━━ DATA EXCERPTS
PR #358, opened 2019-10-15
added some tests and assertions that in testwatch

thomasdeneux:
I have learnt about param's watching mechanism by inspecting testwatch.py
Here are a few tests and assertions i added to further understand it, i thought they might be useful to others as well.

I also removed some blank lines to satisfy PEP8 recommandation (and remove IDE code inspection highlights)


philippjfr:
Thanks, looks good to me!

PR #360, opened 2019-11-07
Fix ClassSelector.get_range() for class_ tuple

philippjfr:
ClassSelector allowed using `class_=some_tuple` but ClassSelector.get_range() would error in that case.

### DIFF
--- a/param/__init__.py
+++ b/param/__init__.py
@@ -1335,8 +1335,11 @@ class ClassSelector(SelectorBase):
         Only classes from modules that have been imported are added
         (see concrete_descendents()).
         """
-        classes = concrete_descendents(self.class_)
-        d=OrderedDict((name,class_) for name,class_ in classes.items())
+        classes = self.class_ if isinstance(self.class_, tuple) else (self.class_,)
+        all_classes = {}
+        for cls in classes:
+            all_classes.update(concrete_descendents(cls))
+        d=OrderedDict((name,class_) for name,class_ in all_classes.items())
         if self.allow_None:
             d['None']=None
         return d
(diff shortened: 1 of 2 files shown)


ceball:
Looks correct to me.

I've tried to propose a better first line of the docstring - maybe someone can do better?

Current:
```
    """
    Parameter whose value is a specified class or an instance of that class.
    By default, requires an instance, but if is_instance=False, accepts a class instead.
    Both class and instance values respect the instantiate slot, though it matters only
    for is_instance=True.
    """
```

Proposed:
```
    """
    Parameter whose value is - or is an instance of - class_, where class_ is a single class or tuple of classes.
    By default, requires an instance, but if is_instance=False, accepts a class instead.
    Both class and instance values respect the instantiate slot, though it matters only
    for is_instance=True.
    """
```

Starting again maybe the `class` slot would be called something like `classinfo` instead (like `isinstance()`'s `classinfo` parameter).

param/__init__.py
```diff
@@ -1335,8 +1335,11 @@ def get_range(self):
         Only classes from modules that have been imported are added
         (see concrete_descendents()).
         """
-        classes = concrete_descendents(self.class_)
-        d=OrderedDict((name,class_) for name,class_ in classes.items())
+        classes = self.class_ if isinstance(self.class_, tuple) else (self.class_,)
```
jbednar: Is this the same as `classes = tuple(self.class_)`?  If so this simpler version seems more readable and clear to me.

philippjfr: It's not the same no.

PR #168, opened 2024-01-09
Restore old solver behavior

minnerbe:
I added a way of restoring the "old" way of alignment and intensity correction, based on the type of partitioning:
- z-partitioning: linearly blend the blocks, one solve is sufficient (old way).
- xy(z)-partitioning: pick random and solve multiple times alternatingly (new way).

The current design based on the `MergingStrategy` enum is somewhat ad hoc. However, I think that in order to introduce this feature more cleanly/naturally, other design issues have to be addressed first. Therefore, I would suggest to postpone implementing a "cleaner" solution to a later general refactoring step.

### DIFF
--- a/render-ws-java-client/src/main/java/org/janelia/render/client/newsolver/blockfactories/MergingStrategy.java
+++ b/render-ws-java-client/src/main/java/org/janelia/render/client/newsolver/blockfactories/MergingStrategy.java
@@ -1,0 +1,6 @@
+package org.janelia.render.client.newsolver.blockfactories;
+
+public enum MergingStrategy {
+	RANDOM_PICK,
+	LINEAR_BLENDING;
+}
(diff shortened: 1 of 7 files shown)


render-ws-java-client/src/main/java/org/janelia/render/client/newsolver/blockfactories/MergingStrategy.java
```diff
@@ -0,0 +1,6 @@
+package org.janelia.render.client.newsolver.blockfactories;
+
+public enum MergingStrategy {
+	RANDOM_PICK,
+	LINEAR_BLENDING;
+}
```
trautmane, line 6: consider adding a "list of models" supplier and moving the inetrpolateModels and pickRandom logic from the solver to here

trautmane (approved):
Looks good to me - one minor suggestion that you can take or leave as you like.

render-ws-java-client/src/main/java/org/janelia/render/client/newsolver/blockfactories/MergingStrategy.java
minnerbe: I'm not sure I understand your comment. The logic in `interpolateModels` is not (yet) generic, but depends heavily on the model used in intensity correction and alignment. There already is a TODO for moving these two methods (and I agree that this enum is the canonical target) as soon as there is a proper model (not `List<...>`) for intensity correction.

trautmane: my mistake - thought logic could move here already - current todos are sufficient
━━━━
■ WHAT YOU SHOULD DO
Would you restate the entries word for word, omitting none?

■ EXERCISE RESPONSE
PR #358, opened 2019-10-15
added some tests and assertions that in testwatch

thomasdeneux:
I have learnt about param's watching mechanism by inspecting testwatch.py
Here are a few tests and assertions i added to further understand it, i thought they might be useful to others as well.

I also removed some blank lines to satisfy PEP8 recommandation (and remove IDE code inspection highlights)


philippjfr:
Thanks, looks good to me!

PR #360, opened 2019-11-07
Fix ClassSelector.get_range() for class_ tuple

philippjfr:
ClassSelector allowed using `class_=some_tuple` but ClassSelector.get_range() would error in that case.

### DIFF
--- a/param/__init__.py
+++ b/param/__init__.py
@@ -1335,8 +1335,11 @@ class ClassSelector(SelectorBase):
         Only classes from modules that have been imported are added
         (see concrete_descendents()).
         """
-        classes = concrete_descendents(self.class_)
-        d=OrderedDict((name,class_) for name,class_ in classes.items())
+        classes = self.class_ if isinstance(self.class_, tuple) else (self.class_,)
+        all_classes = {}
+        for cls in classes:
+            all_classes.update(concrete_descendents(cls))
+        d=OrderedDict((name,class_) for name,class_ in all_classes.items())
         if self.allow_None:
             d['None']=None
         return d
(diff shortened: 1 of 2 files shown)


ceball:
Looks correct to me.

I've tried to propose a better first line of the docstring - maybe someone can do better?

Current:
```
    """
    Parameter whose value is a specified class or an instance of that class.
    By default, requires an instance, but if is_instance=False, accepts a class instead.
    Both class and instance values respect the instantiate slot, though it matters only
    for is_instance=True.
    """
```

Proposed:
```
    """
    Parameter whose value is - or is an instance of - class_, where class_ is a single class or tuple of classes.
    By default, requires an instance, but if is_instance=False, accepts a class instead.
    Both class and instance values respect the instantiate slot, though it matters only
    for is_instance=True.
    """
```

Starting again maybe the `class` slot would be called something like `classinfo` instead (like `isinstance()`'s `classinfo` parameter).

param/__init__.py
```diff
@@ -1335,8 +1335,11 @@ def get_range(self):
         Only classes from modules that have been imported are added
         (see concrete_descendents()).
         """
-        classes = concrete_descendents(self.class_)
-        d=OrderedDict((name,class_) for name,class_ in classes.items())
+        classes = self.class_ if isinstance(self.class_, tuple) else (self.class_,)
```
jbednar: Is this the same as `classes = tuple(self.class_)`?  If so this simpler version seems more readable and clear to me.

philippjfr: It's not the same no.

PR #168, opened 2024-01-09
Restore old solver behavior

minnerbe:
I added a way of restoring the "old" way of alignment and intensity correction, based on the type of partitioning:
- z-partitioning: linearly blend the blocks, one solve is sufficient (old way).
- xy(z)-partitioning: pick random and solve multiple times alternatingly (new way).

The current design based on the `MergingStrategy` enum is somewhat ad hoc. However, I think that in order to introduce this feature more cleanly/naturally, other design issues have to be addressed first. Therefore, I would suggest to postpone implementing a "cleaner" solution to a later general refactoring step.

### DIFF
--- a/render-ws-java-client/src/main/java/org/janelia/render/client/newsolver/blockfactories/MergingStrategy.java
+++ b/render-ws-java-client/src/main/java/org/janelia/render/client/newsolver/blockfactories/MergingStrategy.java
@@ -1,0 +1,6 @@
+package org.janelia.render.client.newsolver.blockfactories;
+
+public enum MergingStrategy {
+	RANDOM_PICK,
+	LINEAR_BLENDING;
+}
(diff shortened: 1 of 7 files shown)


render-ws-java-client/src/main/java/org/janelia/render/client/newsolver/blockfactories/MergingStrategy.java
```diff
@@ -0,0 +1,6 @@
+package org.janelia.render.client.newsolver.blockfactories;
+
+public enum MergingStrategy {
+	RANDOM_PICK,
+	LINEAR_BLENDING;
+}
```
trautmane, line 6: consider adding a "list of models" supplier and moving the inetrpolateModels and pickRandom logic from the solver to here

trautmane (approved):
Looks good to me - one minor suggestion that you can take or leave as you like.

render-ws-java-client/src/main/java/org/janelia/render/client/newsolver/blockfactories/MergingStrategy.java
minnerbe: I'm not sure I understand your comment. The logic in `interpolateModels` is not (yet) generic, but depends heavily on the model used in intensity correction and alignment. There already is a TODO for moving these two methods (and I agree that this enum is the canonical target) as soon as there is a proper model (not `List<...>`) for intensity correction.

trautmane: my mistake - thought logic could move here already - current todos are sufficient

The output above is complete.